> [Task inputs]
PR #496, opened 2026-04-16
fix(portal): distinguish empty vs stale vs current clinical data

### LINKED ISSUE #256: Empty data renders identically to 'all clear' — clinician cannot tell
**Files:** services/ai-oversight/src/workers/context-builder.ts:210-211; services/api-gateway/src/routers/clinical-data.ts:87-88

Missing vitals returned as []. UI shows nothing — indistinguishable from 'all normal'. Clinician misses required assessment.

**Fix:** Distinguish 'no data ever recorded' / 'last recorded N ago' / 'sync failure' in API and UI.

blamechris:
## Summary
- Empty-state copy upgraded: vitals/labs tabs now say \"No vitals have ever been recorded\" with a reminder that absence of data is not evidence of normality.
- New \`StaleDataBanner\` surfaces above the data cards when the freshest recording is older than 7 days.
- Labs tab derives freshness from \`collected_at\` with \`created_at\` fallback.

## Why
A 30-day-old BP reading rendered identically to one taken an hour ago, and the terse empty state was easy to misread as \"all clear.\" Clinicians could miss required assessments.

## Test plan
- [x] \`pnpm typecheck\` / \`pnpm lint\` — clean (pre-existing clinician-portal warnings only)
- [ ] Manual: load patient chart with 0 vitals → explicit empty state
- [ ] Manual: load patient chart with only stale vitals → banner renders above cards
- [ ] Manual: stop API → ErrorState still renders

Closes #256

### DIFF
--- a/apps/clinician-portal/app/patients/[id]/page.tsx
+++ b/apps/clinician-portal/app/patients/[id]/page.tsx
@@ -56,9 +56,12 @@ function StaleDataBanner({
 }) {
   const ageMs = Date.now() - new Date(lastRecordedAt).getTime();
   const ageDays = Math.round(ageMs / (24 * 60 * 60 * 1000));
+  // role="status" (polite live region) rather than role="alert" (assertive):
+  // a chronic chart banner should not interrupt a screen-reader mid-sentence
+  // every time the clinician opens a patient with week-old data.
   return (
     <div
-      role="alert"
+      role="status"
       style={{
         background: "var(--color-warning-bg, #fff3cd)",
         border: "1px solid var(--color-warning-border, #ffc107)",
--- a/apps/clinician-portal/app/patients/[id]/page.tsx
+++ b/apps/clinician-portal/app/patients/[id]/page.tsx
@@ -38,6 +38,44 @@ function ErrorState({ label }: { label: string }) {
   );
 }
 
+/** Minimum age (ms) at which a latest vital/lab is flagged as stale. 7 days. */
+const STALE_THRESHOLD_MS = 7 * 24 * 60 * 60 * 1000;
+
+/**
+ * Distinguishes "data present but stale" from "data present and current".
+ * Without this banner, a 30-day-old BP reading renders the same way as one
+ * taken an hour ago — the clinician cannot tell at a glance that the
+ * displayed number is not a current assessment.
+ */
+function StaleDataBanner({
+  lastRecordedAt,
+  label,
+}: {
+  lastRecordedAt: string;
+  label: string;
+}) {
+  const ageMs = Date.now() - new Date(lastRecordedAt).getTime();
+  const ageDays = Math.round(ageMs / (24 * 60 * 60 * 1000));
+  return (
+    <div
+      role="alert"
+      style={{
+        background: "var(--color-warning-bg, #fff3cd)",
+        border: "1px solid var(--color-warning-border, #ffc107)",
+        color: "var(--color-warning-text, #856404)",
+        padding: "12px 16px",
+        borderRadius: 6,
+        fontSize: 14,
+      }}
+    >
+      <strong>Stale {label}:</strong> last recorded {ageDays} day
+      {ageDays === 1 ? "" : "s"} ago (
+      {new Date(lastRecordedAt).toLocaleString()}). Values shown may not
+      reflect the patient&rsquo;s current state.
+    </div>
+  );
+}
+
 function OverviewTab({ patientId }: { patientId: string }) {
   const patientQuery = trpc.patients.getById.useQuery({ id: patientId });
   const diagnosesQuery = trpc.patients.diagnoses.getByPatient.useQuery({ patientId });
@@ -146,14 +184,39 @@ function VitalsTab({ patientId }: { patientId: string }) {
 
   if (latest.length === 0) {
     return (
-      <div className="empty-state">
-        <div className="empty-state-text">No vitals recorded for this patient</div>
+      <div className="empty-state" role="status">
+        <div className="empty-state-text" style={{ fontWeight: 600 }}>
+          No vitals have ever been recorded for this patient.
+        </div>
+        <div
+          style={{
+            color: "var(--text-muted)",
+            fontSize: 13,
+            marginTop: 4,
+          }}
+        >
+          This does NOT mean vitals are normal. A clinical assessment is
+          required.
+        </div>
       </div>
     );
   }
 
+  // Freshest recording across types — drives the staleness banner.
+  const mostRecent = latest.reduce((a, b) =>
+    a.recorded_at > b.recorded_at ? a : b,
+  );
+  const isStale =
+    Date.now() - new Date(mostRecent.recorded_at).getTime() > STALE_THRESHOLD_MS;
+
   return (
     <div style={{ display: "flex", flexDirection: "column", gap: 24 }}>
+      {isStale ? (
+        <StaleDataBanner
+          lastRecordedAt={mostRecent.recorded_at}
+          label="vitals"
+        />
+      ) : null}
       <div className="detail-grid">
         {latest.map((vital, i) => (
           <div key={i} className="stat-card">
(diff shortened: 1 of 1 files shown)


blamechris:
## CareBridge Inspector Review — PR #496

### Summary
Upgrades empty-state copy in `VitalsTab`/`LabsTab` to explicitly reject "absence of data = all clear" misreadings, and adds a `StaleDataBanner` when the freshest reading is older than 7 days. All changes in `apps/clinician-portal/app/patients/[id]/page.tsx`. Clinically well-motivated; fixes a real risk-miscommunication in the chart.

### Strengths
- Empty-state copy explicitly warns that "no data" is not evidence of normality — correct clinical framing.
- `STALE_THRESHOLD_MS` is a named constant with a docstring, not a magic number.
- Labs tab correctly falls back from `collected_at` to `created_at` to avoid crashing on null.
- Pluralisation (`day`/`days`) handled, and empty states use `role="status"` (polite), appropriate for "no data yet."
- Keeps the change to a single file with clear blast radius.

### Issues

**1. `--color-warning-*` tokens do not exist in globals.css — hex fallbacks are always used.**
`apps/clinician-portal/app/globals.css` defines `--warning`, `--warning-bg`, `--warning-border` (lines 13-15) as part of the dark Apple-style palette: `rgba(255, 159, 10, 0.12)` / `rgba(255, 159, 10, 0.25)` / `#ff9f0a`. The PR references `--color-warning-bg`, `--color-warning-border`, `--color-warning-text` which are **not defined anywhere in the repo** — the banner will always render with the hardcoded Bootstrap-mustard fallbacks (`#fff3cd` / `#ffc107` / `#856404`), which visually clash with every other warning surface in the portal (`inbox/page.tsx`, `settings/page.tsx`, the vitals range chip at line 236 of this same file). Either switch to the existing tokens (`var(--warning-bg)` / `var(--warning-border)` / `var(--warning)`), or add the `--color-warning-*` family to `globals.css`. As written this silently diverges from the design system.

**2. `role=\"alert\"` is too assertive for a stale-data surface.**
`role=\"alert\"` is an ARIA live region with `aria-live=\"assertive\"` — it interrupts whatever the screen reader is announcing. Appropriate for errors or safety-critical warnings that demand immediate attention (e.g. the `ErrorState` on line 34). A 7-day stale indicator is informational context that the clinician should notice but doesn't need to interrupt their current reading. `role=\"status\"` (polite) is the correct choice, matching what the same PR already uses for the empty states. Recommend downgrading to `role=\"status\"`.

**3. ISO timestamp string comparison — same latent concern as #494.**
`latest.reduce((a, b) => a.recorded_at > b.recorded_at ? a : b)` and `panels.map(...).sort().slice(-1)[0]` both rely on lexicographic ordering of the ISO strings. Works correctly **only** if every timestamp is Z-suffixed UTC in the same format. Mixed timezone offsets (`2026-04-16T10:00:00-05:00` vs `2026-04-16T15:00:00Z` refer to the same instant but sort differently) or missing milliseconds produce wrong-most-recent results. Seed data is currently consistent, but nothing in the DB schema (both columns are `text`) enforces this. Safer: `.map(x => new Date(x.recorded_at).getTime())` before comparing. Low likelihood today, high cost if it breaks (wrong banner shown or hidden on stale data).

### Deferred Items
- D1: Define `--color-warning-*` token family in globals.css OR align the banner to existing `--warning-*` tokens — tracked as #XXX.
- D2: Switch `StaleDataBanner` to `role=\"status\"`; reserve `role=\"alert\"` for clinical errors — tracked as #XXX.
- D3: Normalize ISO-string timestamp comparisons across the clinician-portal to use `Date.getTime()` or a shared helper — tracked as #XXX.
- D4 (noted, not blocking): No component-test suite exists for `app/patients/[id]/page.tsx`; only `src/__tests__/next-config-headers.test.ts` in the portal. Consistent with current project convention — not a gate for this PR.
- D5 (noted, not blocking): Copy is English-only. No i18n framework installed in the clinician-portal (`next-intl`/`react-i18next` absent); out of scope here but worth considering before externalisation.

### Verdict
**Approve with follow-ups.** The clinical intent is right and the logic is correct. Ship it; address D1-D3 in follow-up PRs. The token mismatch (D1) is the most visible since the banner will look out-of-place in the dark theme — worth fast-following.

blamechris:
# Agent Review

## Summary
PR #496 replaces terse empty-state copy in `VitalsTab`/`LabsTab` with an explicit "No vitals have ever been recorded" + "does NOT mean vitals are normal" disclaimer, and introduces `StaleDataBanner` that surfaces when the freshest reading is older than 7 days. Labs freshness derives from `collected_at` with a `created_at` fallback. This directly addresses a real clinical-safety failure mode where a 30-day-old BP reading rendered identically to a current one.

## Strengths
- Clinically correct framing: absence of data is not evidence of normality. The copy explicitly says so.
- `role="status"` on empty states (polite live region) is the right a11y choice for non-urgent "nothing here yet" content.
- Safe `ageDays === 1` pluralization.
- Labs fallback chain `collected_at ?? created_at` handles the real schema where `collected_at` can be null.
- Threshold is a named constant with a clear comment.
- Minimal blast radius — one file, additive changes.

## Issues

### 1. `StaleDataBanner` references undefined CSS custom properties (cosmetic, not functional)
The inline styles use `var(--color-warning-bg, #fff3cd)`, `var(--color-warning-border, #ffc107)`, `var(--color-warning-text, #856404)`. None of these tokens exist in `apps/clinician-portal/app/globals.css` (verified — only `--text-primary`, `--text-secondary`, `--text-muted`, and a few others are defined). The banner will always render the hardcoded light-mode yellow fallbacks, which clashes with the portal's dark theme (`body { background: #0a0a0a }`, `--text-muted: #666666`). Not blocking — the fallbacks do render — but it's a visible styling mismatch. Deferred: https://github.com/blamechris/carebridge/issues/530

### 2. `role="alert"` on `StaleDataBanner` is too assertive
ARIA `role="alert"` is an assertive live region — screen readers interrupt the user and announce the content immediately. Stale data is informational, not urgent. Every time a clinician tabs to a patient with stale vitals the screen reader will interrupt whatever they were reading. `role="status"` (polite) matches the intent and is already used for the empty states in the same PR — the inconsistency is telling. Recommend changing `role="alert"` → `role="status"` (or drop the role and add `aria-live="polite"`).

### 3. ISO-string lexicographic compare for freshest record (minor)
```ts
const mostRecent = latest.reduce((a, b) =>
  a.recorded_at > b.recorded_at ? a : b,
);
```
This works **only** because `recorded_at` is validated by `z.string().datetime()` which requires the `Z` suffix — so all values are UTC and lexicographic compare is numeric-equivalent. If validation ever loosens (e.g. `{ offset: true }` to accept `+00:00`) this comparison silently gives wrong answers (a `+00:00` string sorts BEFORE a `Z` string at the same instant). Low-risk today, but `new Date(a.recorded_at).getTime() > new Date(b.recorded_at).getTime()` is cheap and future-proof. The labs version uses `.sort().slice(-1)` which has the same underlying assumption.

### 4. No component tests for empty/stale/current branches
The three states this PR distinguishes are exactly the regression surface the clinical-safety goal depends on. A future refactor that silently drops the banner or reverts the disclaimer copy would not be caught. Clinician-portal currently has zero component tests (only `next-config-headers.test.ts`). Deferred: https://github.com/blamechris/carebridge/issues/531

### 5. Inline component + magic threshold limit reuse
`StaleDataBanner` and `STALE_THRESHOLD_MS` are defined inside `page.tsx`. Medications, procedures, and the patient-portal mirror all have the same freshness-vs-currency ambiguity. Deferred: https://github.com/blamechris/carebridge/issues/532

## Deferred Items
- https://github.com/blamechris/carebridge/issues/530 — define `--color-warning-*` design tokens in globals.css
- https://github.com/blamechris/carebridge/issues/531 — component tests for empty / stale / current states
- https://github.com/blamechris/carebridge/issues/532 — extract `StaleDataBanner` + threshold to shared module

## Verdict
**Approve with one requested change** — flip `role="alert"` to `role="status"` (or `aria-live="polite"`) before merge. This is a ~1-character fix and avoids shipping a screen-reader regression on every patient chart with stale vitals. Everything else (undefined CSS tokens, tests, extraction) is legitimately deferrable and tracked.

> [Task brief] Your reply must consist of the number of lines in the material above that include "Review", and nothing else.

> [Written solution] 2